The Plato Mexicano that Lukas and I tried, finally, was a joke. The menu presents it as a “mixed plate with various ingredients such as guacamole, corn, onion, tomato, sour cream, a sauce of ground veal and tomato salsa, served with cheese-filled fresh tortilla and nacho chips”. This description is accurate as far as it goes: the meat sauce was a standard spaghetti sauce, not bad, but not exceptional at all. Give me the hour it took our chef on that day to prepare our food, and I’ll make you something more “Mexican” with stuff out of my freezer. The guacamole was fine, but there was only a tablespoon of it. The salsa didn’t come out of a jar, which is good. But apparently our Chef’s spice cabinet was empty after preparing the shrimp, so essentially it was chopped canned tomatoes with a hint of onion.  Just for taking care of my pile of nacho chips, I’d have loved getting five minutes in that kitchen with a bunch of tomatoes, cilantro, cumin, lime juice, a bowl and a knife, but that’s not how restaurant kitchens work in these parts, letting the guests chop their own food. Between the heap of chips from the bag and another one of thawed corn, both further camouflaged  by anonymous strips and chunks of greenery, the featured cheese-filled tortilla looked sad and forlorn, and that’s how it tasted, too.

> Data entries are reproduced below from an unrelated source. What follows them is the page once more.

PR #9410, opened 2026-06-02
feat(frontend): harmonize diff button placement in script and raw app editors

Guilhem-lm:
## Summary

The "Diff" button (which opens the full `DiffDrawer` — code + metadata + triggers) lived in a different place in each editor: a `DeployButton` split-dropdown entry in the standalone script editor, and a "more" dropdown item in the raw app editor. This PR harmonizes them to follow the **flow editor's pattern** (`FlowBuilder.svelte`): a standalone top-bar button placed right after the overflow "⋮" menu.

Scope is limited to the **standalone script editor** and the **raw app editor**. Simple/normal apps (`AppEditorHeader.svelte`) are intentionally left unchanged. The inline `EditorBar` diff toggle, Debug/breakpoints, and the in-save-drawer Diff buttons are also untouched.

## Changes

- **Canonical spec** (matching `FlowBuilder`): standalone top-bar `Button`, `variant="default"`, `unifiedSize="md"`, `DiffIcon`, label "Diff", disabled when there's no saved/deployed version, `iconOnly` when the top bar is compact, placed immediately after the overflow menu.
- **`ScriptBuilder.svelte`**: extracted `openDiffDrawer()`, removed the "Show diff" entry from the `DeployButton` split-dropdown, added a `diffButton` snippet rendered in both compact and wide layouts (leads the action cluster). Updated the now-stale `inSessionPane` comment.
- **`RawAppEditorHeader.svelte`**: extracted `openDiffDrawer()`, removed the duplicate `moreItems` "Diff" entry, added the standalone button right after `<DropdownV2>`.

The extracted `openDiffDrawer()` functions preserve the exact prior payload logic (deployed/draft/current, `syncWithDeployed()`, draft-triggers and empty-assets handling for scripts).

## Test plan

- [x] Script editor: Diff button leads the action cluster, disabled on new scripts, enabled on deployed scripts → opens `DiffDrawer`
- [x] Raw App editor: Diff button right after the ⋮ menu → opens side-by-side metadata+content diff
- [x] `npm run check:fast` passes for the changed files
- [x] Verify icon-only collapse when the top bar is narrow (compact) — confirmed in browser for both editors at 640px (single icon-only Diff button, 32px, visible)
- [ ] Verify script diff still works from inside an AI session pane
- [ ] Verify `customUi.topBar.diff = false` still hides the ScriptBuilder button

### DIFF
--- a/frontend/src/lib/components/ScriptBuilder.svelte
+++ b/frontend/src/lib/components/ScriptBuilder.svelte
@@ -102,7 +102,6 @@
 	import DraftTriggersConfirmationModal from './common/confirmationModal/DraftTriggersConfirmationModal.svelte'
 	import { Triggers } from './triggers/triggers.svelte'
 	import type { ScriptBuilderProps } from './script_builder'
-	import type { DiffDrawerI } from './diff_drawer'
 	import WorkerTagSelect from './WorkerTagSelect.svelte'
 	import type { ButtonType } from './common/button/model'
 	import DebounceLimit from './flows/DebounceLimit.svelte'
@@ -832,8 +831,7 @@
 
 	function computeDropdownItems(
 		initialPath: string,
-		savedScript: NewScriptWithDraftAndDraftTriggers | undefined,
-		diffDrawer: DiffDrawerI | undefined
+		savedScript: NewScriptWithDraftAndDraftTriggers | undefined
 	) {
 		let dropdownItems: { label: string; onClick: () => void }[] =
 			initialPath != '' && customUi?.topBar?.extraDeployOptions != false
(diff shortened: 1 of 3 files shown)


Guilhem-lm:
Addressed the review nits in 1b7528c:

- **Pi (P2)** — removed the now-unused `diffDrawer` parameter from `computeDropdownItems` (and its call site + the orphaned `DiffDrawerI` import).
- **Claude (nit)** — fixed the stale `ScriptEditorView.svelte` comment that still said "Show diff" → now "Diff".

Left intentionally (not bugs):
- `disabled={!savedScript || !diffDrawer}` keeps the defensive `!diffDrawer` guard, matching the original dropdown gate (`savedScript && diffDrawer`) rather than flow's bare `!savedFlow`.
- `!= false` vs `!==` is deliberate to match `FlowBuilder.svelte`.

`npm run check:fast` passes.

So what we learned that day is that La Familia’s menu needs a guest with a good intuition in order to avoid unnecessary disappointments. This is not quite what one expects from a restaurant that, like La Familia, offers food at the price level of a modern town restaurant. In exchange, there should at least be three things present: a quick and personal service (this was no problem on our first visit), a relaxed atmosphere (how about special tablecloths at dinnertime and a few homely accents, to make clear to everyone that there are actually people trying to enjoy their food while others perhaps only drink a beer or two at the bar?) and, finally, bigger portions without any cheaty fill-up ingredients such as piles of chips and corn with almost no sauce. This is the only true criticism I have about the general policy of La Familia in Bollebygd: the size of the portions does not always match the ambitious price. The steak costs 169 Swedish crowns or almost 24 dollars; it is good, as I wrote, but tiny. The Tortellini come in at 105 crowns ($14.70), for which one might at least expect a plate full. The shrimp entry, finally, fetches a feisty 89 crowns ($12.50), which is unreasonable for four tiger shrimp, no matter how nicely prepared.

And oh yes: apparently, someone at some Swedish restaurant school introduced the concept of decorative doodles of red balsamico vinaigrette around any sort of food arrangement. You find these all over Sweden, in almost any modern restaurant. This newbie-chef mass movement is disgusting: what has Lasagna, even mushy Lasagna, to do with red vinaigrette? What does a delicious Parmesan soup benefit from random red squiggles around the edges of the bowl? If I enter a restaurant, I want to eat, and not be forced to dig around the edges of some decoration that could ruin the taste of an otherwise good meal. My recommendations to the chef in Bollebygd: build on to your strengths, which are plentiful, and on your kindness, but please do occasionally open a cookbook to learn something new, and above all: eliminate the shortcuts and spare us the thawed corn. You’ll be fine. Bollebygd is growing rapidly.